In this issue, there's a Dominion Rules site update, The Free RPG Blog Dictionary reaches 100 links, I ask for your opinions on a free RPG anthology for charity, I hint about a competition I'll be running and I give some thank for feedback.

News! There is enough of it to make worthy a blog entry, so feast your eyes on this diminutive list of good news. In a world so ram packed full of bad news, let's all eat, drink and be merry on a clutch of the opposite.

Dominion Rules new Website

You might remember my review of the superb Dominion Rules by the Mysterious Anonymous Benefactor (MAB). If not, I will orgive you only momentarily because Dominion was a tour-de-force in free fantasy RPGs. I liked it then and even though I've read a metric tonne of stuff since, I still like it. A lot.

It's with some pride and a shed full of smugness that I declare that MAB has taken on some of the comments I had about the Dominion Rules website. It now has site search and a news section as well as a forum for interest parties to put in their tuppence. It is, as I imagined, all done with an exceptionally high quality. I also hear that the next version, 3.1 will be coming soon. I wait with much baited breath.

It would not be a blog entry without some whining. I'd rather like an RSS feed of the news, so that I can get Google Reader to tell me when there has been updates. A minor quibble. Great work, MAB! Whoever you are...

The Free RPG Blog Dictionary reaches 100

Why is this fool celebrating 100 links? You can bookmark 100 links in an afternoon! It is something of a milestone for me because these 100 links are carefully ordered, organised and thought about. Furthermore, they exist. You can click on every one of those and they'll actually be there. More static directories can't share that. So, the next target is... 200 links and as I have not finished running through the big directories, this really will not take long.

Do you think a printed, charitable anthology of the best Free RPGs is something you'd buy?

Over on the free RPG Community 1000 Monkeys, Kumakami has had a superb idea: To create a Lulu anthologies of free RPGs adding a charge to go to charity. It's a marvellous idea! Would you buy such a thing? I would but I know I'm odd like that. We have no idea what games would go in it but I would check them all in detail first, create a lovely cover and we'd edit it before selling. Of course, authors will be approached and asked permission first and we would make sure that a few of us could see the Lulu account to ensure that the profit went to charity. The charity? A peaceful international one, such as The Red Cross would probably serve as I doubt the book would sell millions.

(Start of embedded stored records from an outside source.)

PR #4384, opened 2023-07-30
CORE-15833: Fix parsing of (:parameter) and (**::int) for custom queries.

chrisr3:
Prevent parentheses from being included in either `Parameter` or `JsonCast` tokens, because `LeftParentheses` and `RightParentheses` are tokens in their own right and need to be parsed as such.


lankydan (approved):
I'll have to take your word on the regex unless I test it (hopefully my tests would catch any unwanted behaviour).

PR #4385, opened 2023-07-31
Ledger Hibernate POC

relyafi:
DO NOT MERGE - PR only to enable easy review of changes.


components/persistence/persistence-service-common/src/main/kotlin/net/corda/persistence/common/internal/EntitySandboxServiceImpl.kt
```diff
@@ -133,7 +134,7 @@ class EntitySandboxServiceImpl @Activate constructor(
         // entity manager factory per sandbox.
 
         // TODO - add general vault entities
-        val entityClasses = EntityExtractor.getEntityClassNames(cpks).map {
+        val entityClasses = UtxoLedgerEntities.classes + EntityExtractor.getEntityClassNames(cpks).map {
```
chrisr3: This will leak non-heap memory when the `PERSISTENCE` sandbox is unloaded. Every time we create a new `PERSISTENCE` sandbox, Hibernate will create a new dynamic proxy class for each member of `UtxoLedgerEntities`, with these proxies belonging to the `UtxoLedgerEntities` classloader - i.e. bundle. The only way to release that memory is to unload the entire `UtxoLedgerEntities` bundle from the OSGi framework.

You are going to need to `getOrCreate()` a different EMF for the same data source as this EMF, and that _only_ contains platform entities. These platform EMFs will all need to be cached so that other sandboxes can share them, so it's possible that such an EMF will already have been created.

components/ledger/ledger-persistence/src/main/kotlin/net/corda/ledger/persistence/utxo/impl/UtxoRepositoryImpl.kt
```diff
@@ -421,41 +527,65 @@ class UtxoRepositoryImpl @Activate constructor(
...
+            val rowsUpdated = entityManager.createQuery("""
+                UPDATE UtxoTransactionStatusEntity
+                SET status = :status, updated = :updatedAt
+                WHERE transactionId = :transactionId AND status = 'U'"""
+            )
+                .setParameter("transactionId", transactionId)
+                .setParameter("status", transactionStatus.value)
+                .setParameter("updatedAt", timestamp)
+                .executeUpdate()
+                .logResult("transaction status [$transactionId, ${transactionStatus.value}]")
```
chrisr3, line 559: This code is not equivalent to the code it is trying to replace. The original code first tries to `INSERT`, and if that fails it `UPDATE`s what is already there, all within a single atomic operation. Whereas the new code does the following:

- It invokes `find()` to fetch a row with the required primary key.
- If such a row exists, then it `UPDATE`s it.
- If the row _does not_ exist, then it attempts to `INSERT` it. But if this `INSERT` should fail with a key violation then the new code does nothing, whereas the original code would still have `UPDATE`d it instead.

Note that the `INSERT` _can_ indeed fail with the new code because there is a brief interval between `find()` returning `null` and performing the `INSERT` operation in which another worker process could also `INSERT` a row with this same key. It is not possible to use row-level locks to close this gap because there is not yet any row to lock.

A more accurate replacement would need to do the following:
- Attempt to `INSERT` a new row.
- If the `INSERT` fails due to a key violation then fetch the existing row (ideally with `SELECT FOR UPDATE`) and then `UPDATE` it.

IIRC a `SELECT FOR UPDATE` corresponds to what Hibernate calls "pessimistic locking".

relyafi: @chrisr3 the `find()` is only done in the case where the specified status is `U`, i.e. the only valid operation in this scenario is an insert - we'd never update a record to `U`. I agree the insert can fail, which would trigger an exception which is caught, which is analagous to `ON CONFLICT DO NOTHING`.

The update case does not do any find, it's an atomic operation.

For reference, the postgres docs indicate that this update pattern is similar to `ON CONFLICT DO UPDATE` when the tx isolation level is read committed: https://www.postgresql.org/docs/current/transaction-iso.html#XACT-READ-COMMITTED

chrisr3: If `transactionStatus` is `UNVERIFIED` but there's an existing row in the database _also_ with `transactionStatus = UNVERIFIED` then doesn't:
```
// Insert/update status. Update ignored unless: UNVERIFIED -> * | VERIFIED -> VERIFIED | INVALID -> INVALID
```
imply that you should still update?

The `find()` is a meaningless operation in any case because another process can always insert a row in the brief interval between receiving the `null` and executing the `INSERT`. You might as well always `INSERT` and then check whether it has succeeded.

My point about performing the `find()` before the `UPDATE` would be to ensure that you are updating the _actual_ current version of this row, e.g. if some other query has updated different columns on this table than you then your new update would accidentally clobber those changes.

And I don't see how your comparison with `ON CONFLICT DO UPDATE` is relevant here either because that concerns a single atomic database operation, whereas your usage pattern is spread across at least two.

relyafi: > If transactionStatus is UNVERIFIED but there's an existing row in the database also with transactionStatus = UNVERIFIED then doesn't:

> // Insert/update status. Update ignored unless: UNVERIFIED -> * | VERIFIED -> VERIFIED | INVALID -> INVALID
> imply that you should still update?

It's impossible to say what the original intent was, given it's not been documented anywhere. It's true that the timestamp won't be updated under the new model, but I suspect that was simply an artifact of the original approach rather than by design. These are supposedly idempotent operations, so I'd argue changing the record in this scenario is wrong.

> The find() is a meaningless operation in any case because another process can always insert a row in the brief interval between receiving the null and executing the INSERT. You might as well always INSERT and then check whether it has succeeded.

The plan is to rework this if we proceed to do a one-time lookup of the transaction record, and if found then we can assume the insert has already taken place (across all tables) since all the record inserts initially happen in a single transaction. In my opinion its better not to go causing needless transaction aborts. But this is simply a POC and there is much refinement still to do.

> My point about performing the find() before the UPDATE would be to ensure that you are updating the actual current version of this row, e.g. if some other query has updated different columns on this table than you then your new update would accidentally clobber those changes.

I think this shows a misunderstanding of what actually goes on when update occurs - if you read the Postgres documentation it tells you that the UPDATE operation will take into account any underlying updates that occur in parallel, so the WHERE clause will be re-evaluated in this scenario. There is no need for any `find()` in this scenario.

> And I don't see how your comparison with ON CONFLICT DO UPDATE is relevant here either because that concerns a single atomic database operation, whereas your usage pattern is spread across at least two.

Again, I think this shows a fundamental misunderstanding of what the update code is actually doing - it's clear from the Postgres documentation that this is atomic.

chrisr3: Re: the `UPDATE` -  OK, you are executing an _explicit_ UPDATE query here. I was thinking that you were merging a DTO (for some reason) since you couldn't be altering a "live" proxy class. Sure, the `UPDATE` step will be atomic.

relyafi: Yep. FWIW, I agree that _if_ we need to do an "upsert", then the current `ON CONFLICT DO UPDATE` would be required, since there is no atomic functionality available to Hibernate to do this. My focus here has been on seeing whether we need an upsert, or can always use an explicit insert or update depending on the context of the request.

What may scupper us is that @lankydan has found a scenario where we immediately insert an invalid status record, which means it could require either an insert or update. If we can't mitigate this by using the context of the API call, then that may force us to use an upsert approach for this.

components/persistence/persistence-service-common/src/main/kotlin/net/corda/persistence/common/internal/EntitySandboxServiceImpl.kt
relyafi: @chrisr3 see https://github.com/corda/corda-runtime-os/pull/4385/files#diff-76df693940f1e402abd2fcf16bbde5b6334410c0492d3f84410733b754c53732R58 - is this what you were imagining?

PR #5274, opened 2023-12-14
CORE-13504: Add CryptoRewrapBusProcessor metrics to Grafana

malachyb:


malachyb:
An image of the Grafana graph
image

anien (approved):
I think we would need to rename few bits to differentiate between managed and unmanaged key rotation, but that will probably come as part of the managed key rotation epic.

Please either post your comments below or on 1KM1KT.

Coming in the near future...

Finally, 1KM1KT's Keeton Harrington (he's quite mad, you know) has kindly agreed to let me run a 24 hour competition in the name of this blog and 1KM1KT together. The inmates of 1KM1KT are working on the details at the moment and there will be a cash prize. Why? Because I want to try a 24 hour RPG and I like the idea of people doing it with me. When? In the next couple of months, you'll see my lack-of-subtlety advertising posters.

Thanks for the feedback

I've been blessed with some great feedback from some community sites. Many thanks all. I will be building it into the blog over the next few weeks. The two features I think need to happen first are a better navigation (the archive is a little hidden at the bottom) and a comment system where you do not need any kind of registration.